Terriennes

Sport féminin : médias et internautes appelés à se mobiliser

De gauche à droite : l'Anglaise Lucy Bronze, qui a remporté le titre des FIFA Awards, la Danoise Pernille Harder et la Française Wendie Renard, lors de l'annonce de la meilleure joueuse du monde de l'année à Zurich, en Suisse, le 17 décembre 2020.
De gauche à droite : l'Anglaise Lucy Bronze, qui a remporté le titre des FIFA Awards, la Danoise Pernille Harder et la Française Wendie Renard, lors de l'annonce de la meilleure joueuse du monde de l'année à Zurich, en Suisse, le 17 décembre 2020.
©Valeriano Di Domenico/Pool via AP

Où en est le sport féminin dans les médias ? En progression, lente mais certaine, au fil des succès des "filles", notamment dans des sports aussi populaires que le football, il reste néammoins à la traîne et directement impacté par la crise sanitaire et des stades privés de public... Sur les réseaux sociaux, l'opération #Sportfeminintoujours invite les internautes à soutenir leurs sportives préférées. 

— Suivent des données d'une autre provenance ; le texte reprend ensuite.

PR #442, opened 2022-05-18
Fix crash on Linux

task-jp:
When one click "CHOOSE OS", app crashes because Qt tries to create
another nam in a thread other than the main thread.
In NetworkAccessManagerFactory::create(), nam->setCache() crashes with
the message below
ASSERT failure in QCoreApplication::sendEvent: "Cannot send events to
objects owned by a different thread. Current thread 0x0x564c398b7550.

"On avance, mais on a encore une belle marge de progression!", lance Nodjialem Myaro, présidente de la Ligue féminine de handball et championne du monde 2003, si enthousiaste au terme du parcours de ses "Bleues", sacrées vice-championnes d'Europe en décembre 2020.

Davantage diffusé qu'avant, le sport féminin ne perce que timidement sur les écrans de télévision, mais ses promoteurs pensent qu'ils peuvent mettre en place "un cercle vertueux" : encourager la pratique, "casser les préjugés" et en faire aussi un spectacle qui se vend.

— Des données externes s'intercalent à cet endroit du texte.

PR #450, opened 2022-06-08
code-quality: fixed all range-loop warnings which were reported from clazy

marcelpetrick:
See: `rpi-imager/src/downloadthread.cpp:1015:14: warning: Missing reference in range-for with non trivial type (QByteArray) [clazy-range-loop]`

### DIFF
--- a/src/dependencies/mountutils/src/linux/functions.cpp
+++ b/src/dependencies/mountutils/src/linux/functions.cpp
@@ -97,7 +97,7 @@ MOUNTUTILS_RESULT unmount_disk(const char *device_path) {
   size_t unmounts = 0;
   MOUNTUTILS_RESULT result_code = MOUNTUTILS_SUCCESS;
 
-  for (std::string mount_dir : mount_dirs) {
+  for (const std::string& mount_dir : mount_dirs) {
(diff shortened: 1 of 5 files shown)


marcelpetrick:
@all Question: are all the currently opened PRs reviewed and processed?  
Not sure if I made something wrong.

maxnet:
>Question: are all the currently opened PRs reviewed and processed?

Eventually.
Making code analyzers happy is not a priority though.

While clazy is technically right in that passing strings by reference instead of by value is theoretically faster, this are non-issues in practice.
Note that copying a string is not an expensive operation with Qt, it only makes copies of a string's contents if its actually modified ( https://doc.qt.io/qt-6/implicit-sharing.html )

marcelpetrick:
@maxnet Thank you for taking time to answer and explain.

I follow a quite different approach: reports from compiler and code-analysis-tools, should be fixed. I agree, for QString, the fix has no positive or negative effect.  
BUT this assumption relies that in the future the implementation details won't change. I can't see into the future.

Also: my professional experience over the last years tell me that migrating a codebase which is almost warning-free is less hazzle than on riddled with. Moving to new targets or toolchains.

I will just leave the PR here and wait for feedback, ok?

PR #361, opened 2017-08-30
Add subjectAltName to self-signed certificates

### LINKED ISSUE #360: HTTPS/SSL - Change description to Subject Alternative Name
## Context
the usage of [common name is deprecated](https://tools.ietf.org/html/rfc2818#page-5) and we should switch the how-to to use subject alternative name.

http://pro-tips-dot-com.tumblr.com/post/65411476159/self-signed-ssl-certificates-with-multiple-hostnames

joschi:
Closes #360


jalogisch (approved):
LGTM

PR #362, opened 2017-09-07
Fix order of parameters in OpenSSL command

joschi:
The `-config` parameter was incorrectly placed between `-newkey` and the value `rsa:2048` which caused the command to not work.


jalogisch (approved):
LGTM

PR #363, opened 2017-09-19
Add description of prefix/suffix parameters of set_field/set_fields

joschi:
Refs Graylog2/graylog-plugin-pipeline-processor/pull/75


jalogisch (approved):
LGTM - good catch on that

PR #387, opened 2017-11-15
Add documentation for the debug() function

joschi:
Refs Graylog2/graylog-plugin-pipeline-processor#188

### DIFF
--- a/pages/pipelines/functions.rst
+++ b/pages/pipelines/functions.rst
@@ -229,6 +229,12 @@ Print any passed value as string in the Graylog log.
 
 Note that the debug message will only appear in the log of the Graylog node that was processing the message you are trying to debug.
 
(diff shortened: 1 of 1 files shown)


joschi:
This PR has to be merged into the `2.4` and `3.0` branches, too.

jalogisch:
shouldn't we add on example? 

Cause something like: ` debug( concat("dropped message from ", to_string($message.source)) );` is not very easy to reach without deeper knowledge.

Or would you see that in a FAQ?

joschi:
@jalogisch I left out the example for consistency, as no other function has an example with it.

This being said, I think you're right and users will profit from a specific example in this case.

jalogisch (approved):
LGTM

Issue #384, opened 2017-11-06
Hunting for graylog-ctl script to find the upgrade notes is not intuitive.


123dev:
A Graylog user had wrongly applied the incorrect update.
That was discussed in [here](https://community.graylog.org/t/server-dead-after-2-3-1-to-2-3-2-upgrade/2935)

I commented the [following](https://community.graylog.org/t/server-dead-after-2-3-1-to-2-3-2-upgrade/2935/5?u=123dev)

> I would say that it is an easy mistake to make considering that both packages are named graylog_latest.deb, they’re just downloaded from different endpoints.
>
> Of course this in context of upgrades.
> Speaking of which, I personally think that upgrade notes should be rooted at one common document.
> Example: Upgrading to 2.3.2, and in that document either describe in sections upgrade of each type, or just link to them.
>
> Hunting for graylog-ctl script to find the upgrade notes is not intuitive.
>
> For all the upgrades I’ve gone through I always thought about suggesting this, but I stopped myself short thinking perhaps it’s just me, after-all I wish other products had as thorough documentation as Graylog.
> 
> Thanks for great product and documentation that goes along with it.

Jochen [agreed](https://community.graylog.org/t/server-dead-after-2-3-1-to-2-3-2-upgrade/2935/6?u=123dev) and asked for a ticket to be logged here.

Thanks

PR #395, opened 2017-12-13
add more Info on Upgrade

jalogisch:
I notice that in the past month several ppl could not identify the way how to update Graylog. This little added text should give them the guidance they need.

FIX: https://github.com/Graylog2/documentation/issues/384

### DIFF
--- a/pages/upgrade.rst
+++ b/pages/upgrade.rst
@@ -2,11 +2,11 @@
 Upgrading Graylog
 *****************
 
-When upgrading from a previous version of Graylog you basically follow the previous used installation method using the new version numbers. 
+When upgrading from a previous version of Graylog you follow the previous used installation method using the new version numbers. 
 
 The following Upgrade notes should be read carefully before you start the upgrade process. Breaking changes and dependency upgrades are documented in those upgrade notes.
 
-You should always follow the version trail and not jump a few versions up leaving out one or more versions. The upgrade notes are always written coming from the stable release before.
+You should always follow minor versions when updating across multiple versions to make sure necessary migrations are run corretly. The upgrade notes are always written coming from the stable release before.
 
 .. toctree::
    :titlesonly:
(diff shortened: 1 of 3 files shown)


jalogisch:
this need to be cherry-picked into 2.4 and 3.0 once merged

pages/upgrade.rst
```diff
@@ -2,8 +2,19 @@
 Upgrading Graylog
 *****************
 
+When upgrading from a previous version of Graylog you basically follow the previous used installation method using the new version numbers.
```
kroepke: "...you follow the previously used installation method..."

pages/upgrade.rst
```diff
@@ -2,8 +2,19 @@
 Upgrading Graylog
 *****************
 
+When upgrading from a previous version of Graylog you basically follow the previous used installation method using the new version numbers. 
+
+The following Upgrade notes should be read carefully before you start the upgrade process. Breaking changes and dependency upgrades are documented in those upgrade notes.
+
+You should always follow the version trail and not jump a few versions up leaving out one or more versions. The upgrade notes are always written coming from the stable release before.
```
kroepke: I'd write:
> You should always follow minor versions when updating across multiple versions to make sure necessary migrations are run correctly.

pages/upgrade.rst
```diff
@@ -2,8 +2,19 @@
...
 .. toctree::
    :titlesonly:
    :glob:
 
    upgrade/graylog-*
+
+
+The Virtual Machine Appliance (OVA) and Amazon Web Services (AMI) Version of Graylog use the Omnibus package. The upgrade documentation is :ref:`part of the graylog-ctl documentation <upgrade_graylog_omnibus>`.
+
+Should the previous installation include the Graylog repository of the current Graylog version, update the repository package to the target version and use the system tools to upgrade the package. For .rpm based systems :ref:`this update guide <operating_package_upgrade_rpm-yum-dnf>` and for .deb based systems :ref:`this update guide <operating_package_upgrade_DEB-APT>` should help.
```
kroepke: I would simplify this a bit:

> Should the current installation use operating system packages, update the repository package to the target version and use the system tools to upgrade the package.

kroepke (changes requested):

pages/upgrade.rst
jalogisch: I had that before in such a simple way and notice that some users did not know how to do. Additional I want to link from that page to the actual page where the update is described.

kroepke (approved):

PR #402, opened 2018-01-10
Update installation.rst

unamuno:
ElasticSeach 6 is not suported yet. But the docu does not tell you.
https://community.graylog.org/t/deflector-exists-as-an-index-and-is-not-an-alias-reopen/3463/3


joschi (approved):
LGTM. Thanks!

PR #406, opened 2018-01-20
Update doc to give more verbose information

211217613:
When getting started with the vagrant file, it's not clear where or how to generate or copy the server.conf file from or too.

### DIFF
--- a/pages/configuration/server.conf.rst
+++ b/pages/configuration/server.conf.rst
@@ -2,7 +2,7 @@
 server.conf
 ***********
 
-The file ``server.conf`` is the Graylog configuration file.
+The file ``server.conf`` is the Graylog configuration file. It is not auto generated. You will need to copy this file to `/etc/graylog/server/` directory that will need to be created.
 
 .. note:: Check :ref:`default_file_location` to locate it in your installation.
 


joschi:
@211217613 Pretty much all installation methods for Graylog come with a default configuration file (also see http://docs.graylog.org/en/2.4/pages/configuration/file_location.html).

I haven't checked if this is different for the Vagrant box, but if it is, it might be better to add this information to the README file in the repository hosting the Vagrant box:
https://github.com/Graylog2/graylog2-images/tree/2.4/vagrant

211217613:
>  come with a default configuration file

I'm not sure if this is obvious to others or I'm just the only one having trouble with it. All I'm trying to do is setup HTTPS  for rest and web interface. The HTTPS page seems somewhat straightforward but when setting up a test environment with the vagrantfile, their is no sample config file in `/etc/graylog/server/server.conf`. There is a sample config file in `/opt/graylog/server/graylog.conf.example` which is inconsistent with the documentation. The documentation reads like their should be a default `server.conf` in `/etc/graylog/server/server.conf` and also another configuration file in `/opt/graylog/conf/graylog.conf`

Cette semaine, le Conseil supérieur de l'audiovisuel (CSA) poursuit l'opération "Sport féminin toujours", initiée en 2014 et destinée à accroître la visibilité des sportives dans les médias. En quelques années, les retransmissions de sport féminin ont passé la barre des 10% (entre 14% et 18% en 2016). Mais l'objectif de 20% affiché en 2020 est tombé à l'eau à cause du Covid.

"C'est la théorie des petits pas, il y a une meilleure prise en compte des diffuseurs sur ce sujet", explique Carole Gomez, chercheuse en géopolitique du sport à l'Iris (Institut de relations internationales et stratégiques). "Les fédérations internationales et nationales se rendent compte que c'est un nouveau produit et ont une vraie approche marketing en se disant que le réservoir de consommateurs pour le sport masculin a peut-être atteint son plafond, décrypte-t-elle, avec des médias et des sponsors qui cherchent à développer des marchés".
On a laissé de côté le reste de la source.